In this first example, we use the test images from the Freeman's book.

Autopano250 HDR-casB-ex1-sources.jpg

Import and stack images

Import all your photos in Autopano, a group is created. Here we have 21 images, 7 brackets of 3 different shots. If your images are not automatically stacked you need to select all your photos in the group, then right click to open the contextual menu and select the option "Create stacks by N". Choose the "Number of pictures per stack", 7 in this case. You also have to choose the "Index of the main picture" (this is the picture used for the control points detection, see below).


Importing and stacking your images.

Note: using a well exposed bracket is important too as Autopano will not be able to find accurate points in low and high exposures, where the images are generally not really detailled. The reference image will define the exposure where Autopano will calculate the control points to link the images.

Detection

Open the Group settings, in Detection tab check the option "Use hard links" (for a stack). Then you can launch the detection.

AUTOPANO LDR TUTO 5 - Detection settings.jpg

Settings

Open the panorama editor. To get a preview of the fusion, you only need to enable it on the fusion tool.

AUTOPANO LDR TUTO - 8 - Fusion & adjustements HD.gif

Now you can adjust the fusion settings "Exposure target", "Dark enhancement" and "Light enhancement" to your convenience as shown in the animation above.
For the brightest areas of the scene (the lights!) the information used comes from the under-exposed brackets; and for the darkest areas, the information has been taken in the highest exposures.

Render

In the Render settings, use the Exposure Fusion preset.
You should know that if the fusion has not been enabled in the editor but that the Exposure Fusion preset is used on the rendering, the default settings of the fusion are used (targeting an average exposure).
As illustrated below you can choose whether to export the different layers (corresponding to each bracket level) or just the result of the fusion.

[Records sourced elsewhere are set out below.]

PR #41, opened 2016-03-22
Added a few tests + Clean up

jaredsburrows:
@leerho 

- Added a few tests
- Removed duplicated class `HashOperations`
- Formatting was updated to remove trailing/leading whitespaces

### DIFF
--- a/src/main/java/com/yahoo/sketches/memory/AllocMemory.java
+++ b/src/main/java/com/yahoo/sketches/memory/AllocMemory.java
@@ -4,6 +4,8 @@
  */
 package com.yahoo.sketches.memory;
 
+import java.lang.StackTraceElement;
+
 import static com.yahoo.sketches.memory.UnsafeUtil.unsafe;
 
 /**
@@ -91,11 +93,6 @@ public class AllocMemory extends NativeMemory {
     this.clear(copyToBytes, capacityBytes-copyToBytes);
   }
   
-  @Override
-  public void freeMemory() {
-    super.freeMemory();
-  }
-  
   /**
    * If the JVM calls this method and a "freeMemory() has not been called" a <i>System.err</i>
    * message will be logged.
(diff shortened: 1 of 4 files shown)


leerho:
Jared, 
Thank you for this submission!  What you have is 3 separate PRs:

1. Cleanup of trailing blanks.  This is good, and there are likely lots of other formatting improvements that could be made to bring the code up to the Google-style conventions.  Please place formatting changes in a separate PR, distinct from the more substantive changes to the code.

2. Making the JDK7 and JDK8 compatibility classes non-private to enable testing.  This is one strategy, but the other would be to use reflection to test these special classes, which is what I would prefer. The reason these were made private is because the JDK7/8 compatibility detection is really a hack, and at some point will be removed.  I don't want anyone else writing code against the library to create dependencies on this hack. If you could do this I would accept it. Please submit in a separate PR.

3. Removing the HashOperations class from tuple, add the missing methods and consolidate all HashOperations into the one in the sketches package.  This may seem logical, but the reverse of what I think needs to be done.  Only the tuple and theta packages use this class, but because of limitations in Java visibility, in order for both packages to leverage this class it must be made public.  But the methods in this class are very specialized and to use them properly requires deep understanding of the sketch algorithms.  If this class remains public, then it becomes part of the visible API of the library and others can create dependencies on these methods, which will have to be supported in perpetuity, and limits the ability of the core developers to change or remove these special methods.   My preference is to have both the tuple and theta packages have their own version of this class in their own packages, both of which could be made private.  This would have some code duplication, but for only the few specialized methods.  The other option would be to use Java security to make this class restricted.  I have not completed my investigation into this, so I am not ready to accept this portion of the PR.

jaredsburrows:
I'll submit a new PR for 1. and 2.(test to remove modifier in test and not the API itself) and leave 3. alone.

jaredsburrows:
@leerho 
1. Removed spaces
2. Fixed unit tests
3. Reverted `HashOperations`

jaredsburrows:
@leerho Since this was not merged. There are conflicts now. 

Was there any other changes you wanted to see before I fix this again?

leerho:
Don't bother just yet.  I have implemented the unit tests for the JDK7Compatibility using reflection, and I want to look at the rest of what you suggested.  

Lee.
 

    On Monday, April 25, 2016 9:28 AM, Jared Burrows <notifications@github.com> wrote:
 

 @leerho Since this was not merged. There are conflicts now. Was there any other changes you wanted to see before I fix this again?—

leerho:
The tests of the JDK7Compatibility class are no longer needed, because I have decided to drop the JDK7 compatibility mode altogether.  The cleanup of trailing blanks will be cleared up eventually when I decide on a CheckStyle configuration.  The HashOperations we already discussed.  Thank you very much for your contribution, even though it has and will be solved via other means!

PR #46, opened 2016-04-18
generic FrequentItemsSketch

AlexanderSaydakov:


src/main/java/com/yahoo/sketches/frequencies/FrequentItemsSketch.java
```diff
@@ -0,0 +1,454 @@
+/*
+ * Copyright 2016, Yahoo! Inc. Licensed under the terms of the Apache License 2.0. See LICENSE file
+ * at the project root for terms.
+ */
+
+package com.yahoo.sketches.frequencies;
+
+import static com.yahoo.sketches.Util.*;
```
b-slim: thought it is best practice is to avoid `import .*`

PR #59, opened 2016-05-05
Wide chars

AlexanderSaydakov:


src/main/java/com/yahoo/sketches/frequencies/ArrayOfStringsSerDe.java
```diff
@@ -13,15 +13,19 @@
   @Override
   public byte[] serializeToByteArray(String[] items) {
     int length = 0;
-    for (int i = 0; i < items.length; i++) length += items[i].length() + 4;
+    byte[][] itemsBytes = new byte[items.length][];
+    for (int i = 0; i < items.length; i++) {
+      itemsBytes[i] = items[i].getBytes();
```
leerho: Not specifying UTF-8 here, makes the serialization vulnerable to different encodings.

PR #60, opened 2016-05-09
fix quantiles union getResultAndReset

himanshug:
can't call getResult() as that does a copy of underlying sketch which is to be avoided.


leerho:
Right!  That is what I intended. Thanks.  Also the unnecessary imports were because I had "unused" suppressed, which I also removed.

PR #22, opened 2020-08-04
Split script.js into two JS files

shulijones:
There is no change to the website's functioning, but script.js is now two files, one for handling the user's query and one for creating and displaying the visualizations.


src/main/webapp/index.html
```diff
@@ -14,10 +14,12 @@
   <script src="https://cdnjs.cloudflare.com/ajax/libs/chroma-js/1.3.4/chroma.min.js"></script>
   <script src="state-info.js"></script>
   <link rel="stylesheet" href="style.css">
-  <script src="script.js"></script>
```
nsri-google, line 17: Is there a reason your are moving this from head to body. I think putting it in head is general practice. The other option is to put thinks at the end of body so that all html has rendered but in your case I don't think you can do that since the html refers to functions in the javascript.

If you found any references that suggest doing this I would love to find out more.

shulijones: The two files reference each other a bit, because the query JS file calls the dataviz JS file. I was looking up how to make sure that the function calls will work and I found this on stack overflow, which says that you can only have one JS file call another's functions by name if you put them in the body and not the head. https://stackoverflow.com/questions/25962958/calling-a-javascript-function-in-another-js-file

src/main/webapp/index.html
```diff
@@ -14,10 +14,12 @@
...
+  
 </head>
 
 <body onload="registerServiceWorker()">
+  <script src="viz-functions.js"></script>
```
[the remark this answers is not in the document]
shulijones: Good point, will change.

src/main/webapp/index.html
nsri-google: Are you actually running into this issue? when you add them to head it just loads all the functions (symbols) into memory. Only when it is actually called/executed (when you click on things in the HTML page) they will actually be evaluated but at that point all functions should be memory.

shulijones: You're right, it still works for me when I move it back to head. I can push that.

AUTOPANO LDR TUTO 11 - Render with and without layers.gif

We can also note that in the fusion's case, it was useless to shoot too many brackets. Very underexposed images did not contribute to the final result. This is not necessarily applicable in the case of an HDR output where the aim is not to choose the pixels from the best exposures but to combine information from different exposures (this is only possible if the dynamic range of the rendering format is really HDR).

Example 2

Source images

This example is similar to the previous case, but more like the bracketed shootings made ​​by the majority of users.
That means less exposure levels (3 levels here) and an automatic reference exposure (brackets levels are not identical).

Autopano250 HDR-casB-ex2-sources.jpg

Settings

The settings are almost similar to the previous case too. But as the brackets don't get the same reference exposure levels, the result of the blending can be locally unbalanced.
To avoid this, we increase the Multiband blending level.

Multiband blending level from -5 to 0.

Generally, increasing the Multiband blending level allows multiband rebalance the final rendering.
However, if the level is too high, the final result can be a bit "flattened". So it needs to increase this level only if necessary.

Example 3

Source images

Some scenes don't need to be fully bracketed. In this example, the ambient light is fairly balanced except for the shot of the bay window.
We thus only brackets the shot of the bay window.

Autopano250 HDR-casB-ex3-sources.jpg

Settings

We must check that both bracketed pictures have been added in different layers to avoid the LDR color correction to deal on these images (color correction must be set by layers).

Note : if the main layer is well balanced, it is not necessary to enable the color correction.

Autopano250 HDR-casB-ex3-groupes-en.jpg

You must use the Exposure Fusion preset. The fusion will be apply only where different exposure images are located.

Render

The fusion has preserved more matter in over-exposed area of the bay window.